World Peace Game

About the game

The World Peace Game, created by John Hunter in 1978, is a hands-on, multi-dimensional, geopolitical simulation. The master gameboard complex stands over 4’ high with each of its 4 ascending levels a 4’ x 4’ plexiglas plateau, covered with hundreds of game pieces, (troops, tanks, raw materials transports, ships, tankers, factories, spacecraft, submarines, and undersea mining operations, etc).

Like a multi-dimensional game of chess, several governments, a united nations body, an arms dealer company, a legal counsel firm,  and a world banking institution, all find themselves embroiled in a complex and interlocking set of military, economic, social, and environmental crisis, simultaneously. Regional and global war is imminent and only daring, innovative thinking, behind-the-scenes negotiations and risk-taking, can extricate each country from these dangerous circumstances.

The challenging and creatively demanding goals of the game are two-fold; for student-run governments to bring prosperity to the entire world by having each nation’s individual assets (budgets) increase beyond their initial value; and extricating each country from all initial crisis situations, with the least amount of military action.

Requirements to play the game

1. 25-35 students

2. World Peace Game trained facilitator

3. Room set aside purely for playing the game, 4 desks and 25-35 chairs, 15-20 hours for playing the game 

4. Printed materials, paper and pencils (dossiers, trade agreements, peace treaties, cheques, receipts, graph paper, blank paper, pencil for each student and sharpener)

5. Student-teacher relationship

Art of War - Sun Tzu

Each game day begins with a reading from The Art of War by Sun Tzu. Students are not asked what they think about the readings, only given time and space to reflect in silence what these words mean to them.

Here are a few of the quotes we contemplate:

"If you know the enemy and know yourself, you need not fear the result of a hundred battles."

"Supreme excellence consists of breaking the enemy's resistance without fighting."

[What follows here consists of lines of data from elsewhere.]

PR #12, opened 2015-04-09
[WIP] Add multithreaded world manager

mastercoms:
I am attempting to create a multi threaded world manager so that the worlds load and save concurrently. PaperSpigot's async chunk loader would be extremely useful.

There a lot of errors thrown as the server doesn't expect to be multi threaded, but I guess they can be ignored. However, before this is merged, we need to figure out how to fix the errors.

World generation is a bit buggy, but it is more efficient. Apparently, region files are reduced by about 6k, and worlds would load even faster if the server knew how to handle the faster chunk and world loading.

And I added 1 unrelated change: I fixed some mistakes with the library manager.

Also, I reordered some stuff in GlowWorld to make it more efficient, and actually listen to keep-spawn-loaded completely.

### DIFF
--- a/src/main/java/net/glowstone/GlowServer.java
+++ b/src/main/java/net/glowstone/GlowServer.java
@@ -487,8 +487,8 @@ public final class GlowServer implements Server {
             checkTransfer(name, "_the_end", Environment.THE_END);
             createWorld(WorldCreator.name(name + "_the_end").environment(Environment.THE_END).seed(seed).type(type).generateStructures(structs));
         }
-        
-        chunksLoader.worldLoad.countDown();
+
+        chunksLoader.start();
 
         // Finish loading plugins
         enablePlugins(PluginLoadOrder.POSTWORLD);
@@ -1372,7 +1372,7 @@ public final class GlowServer implements Server {
     @Override
     public boolean unloadWorld(String name, boolean save) {
         GlowWorld world = getWorld(name);
-        return world != null && new UnloadWorld(this, world, save).unloadWorld();
+        return world != null && unloadWorld(world, save);
     }
 
     @Override
--- a/src/main/java/net/glowstone/ChunkManager.java
+++ b/src/main/java/net/glowstone/ChunkManager.java
@@ -187,7 +187,7 @@ public final class ChunkManager {
     /**
      * Populate a single chunk if needed.
      */
-    private void populateChunk(int x, int z, boolean force) {
+    public void populateChunk(int x, int z, boolean force) {
         GlowChunk chunk = getChunk(x, z);
         // cancel out if it's already populated
         if (chunk.isPopulated()) {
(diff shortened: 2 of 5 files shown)


mastercoms:
This has been vastly updated.

mastercoms:
Oh um @jimmikaelkael, I just realized this breaks world generation, maybe because chunks are being loaded in a weird way.

jimmikaelkael:
Each chunk can normally be generated independently, this is the goal of the biomegrid and noise, so yes to answer your question only coordinates are taken into account.

mastercoms:
I fixed it somehow. :stuck_out_tongue:

jimmikaelkael:
Great!

mastercoms:
Ok, apparently, Glowstone has an async chunk saver that is not used for some reason...

mastercoms:
Oh nevermind :sob:
chunks are always weird when generated on a thread.

mastercoms:
I finally fixed everything!

I just need to make it efficient by skipping chunks that have already been loaded, and change world loading logic to wait until chunks are done loading.

mastercoms:
Closing this as the gains are minimal at best, and sometimes, it is it slower.

However, I will make a new PR to populate chunks if they are anchored in spawn.

phase:
+1 for keeping the branch, I want to mess around with this and see if I can make it faster/better.

mastercoms:
Well, I think the main issue is the [anvil IO service](https://github.com/GlowstonePlusPlus/GlowstonePlusPlus/blob/8dde1c55105d722c22daa46026aa340e69040ae4/src/main/java/net/glowstone/io/anvil/AnvilChunkIoService.java), and just our handling of region files in general, which should be improved.

src/main/java/net/glowstone/GlowServer.java
```diff
@@ -1316,25 +1323,50 @@ private ChunkGenerator getGenerator(String name, Environment environment, WorldT
...
+    GlowWorld nether = null;
+    GlowWorld end = null;
+
     /**
      * Add a world to the internal world collection.
      * @param world The world to add.
      */
     void addWorld(GlowWorld world) {
-        worlds.addWorld(world);
+        int worldIndex = 0;
```
mastercoms: Very :hankey: .

src/main/java/net/glowstone/GlowServer.java
```diff
@@ -1316,25 +1323,50 @@ private ChunkGenerator getGenerator(String name, Environment environment, WorldT
...
+        } else if (worldIndex == 2 && world.getEnvironment() == Environment.NETHER) {
+            nether = world;
+        }
+        if (worldIndex == 1 && nether != null) {
+            worlds.addWorld(nether);
+        }
+        if (worldIndex == 2 && end != null) {
+            worlds.addWorld(end);
+        }
+
```
mastercoms: End :hankey:.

"Victorious warriors win first and then go to war, while defeated warriors go to war first and then seek to win."

"In the midst of chaos, there is also opportunity."

"The greatest victory is that which requires no battle."

"Engage people with what they expect; it is what they are able to discern and confirms their projections. It settles them into predictable patterns of response, occupying their minds while you wait for the extraordinary moment — that which they cannot anticipate."

"There is no instance of a nation benefitting from prolonged warfare."

"When you surround an army, leave an outlet free. Do not press a desperate foe too hard."

"When the enemy is relaxed, make them toil. When full, starve them. When settled, make them move."

"There are not more than five musical notes, yet the combinations of these five give rise to more melodies than can ever be heard. There are not more than five primary colours, yet in combination they produce more hues than can ever been seen. There are not more than five cardinal tastes, yet combinations of them yield more flavours than can ever be tasted."

"Who wishes to fight must first count the cost."

"If you know the enemy and know yourself, your victory will not stand in doubt; if you know Heaven and know Earth, you may make your victory complete."